■ **Exercise input**
PR #468, opened 2020-09-11
feat: snjs app groups

mobitar:
Extracts app group from web app into SNJS, and uses that API instead.

Allows for multi-account usage. This will be a feature that we will comment out before final release (requires more careful UX planning). It's really useful for testing however, especially when you want to use the beta desktop app, and have it sign into both your production account and dev account. This way we can test 003 and 004 accounts simultaneously on the same beta desktop/web build.

Designing the app for multi-account usage also helped capture some design faults around deinitialization.

Related: https://github.com/standardnotes/snjs/pull/109


baptiste-grob:
Checked out the branch and ran `npm install`.

On an existing install all my content had a 'Missing Keys' error, but it may be because I'm on a dev install.

Footer view crashes on app start:
image

Clicking _Sign out_ Attempting to sign out triggers these errors and changes the sign out button copy to _Clear Session Data_
image

mobitar:
These changes are not backward compatible with previous dev builds. So you'll have to clear all local data and restart app. We can do this because we're still in development. Otherwise we would have had to create migrations.

However should work if you're going straight from 3.4.x -> this build, although testing this flow in general was on my queue.

mobitar:
Oh also need to update SNJS dep. Was using npm link locally. One sec.

mobitar:
Updated. Was using much older SNJS so you should see much different behavior now. Will merge conflicts before merge.

Come to think about it, it may very well be backward compatible with previous dev builds, but just saying it wasn't a particular goal, since it wasn't necessary.

app/assets/javascripts/ui_models/application.ts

■ **Work order**
Search the data for "before" and list every line in which it occurs.

■ **Answer to the problem**
Allows for multi-account usage. This will be a feature that we will comment out before final release (requires more careful UX planning). It's really useful for testing however, especially when you want to use the beta desktop app, and have it sign into both your production account and dev account. This way we can test 003 and 004 accounts simultaneously on the same beta desktop/web build.
Updated. Was using much older SNJS so you should see much different behavior now. Will merge conflicts before merge.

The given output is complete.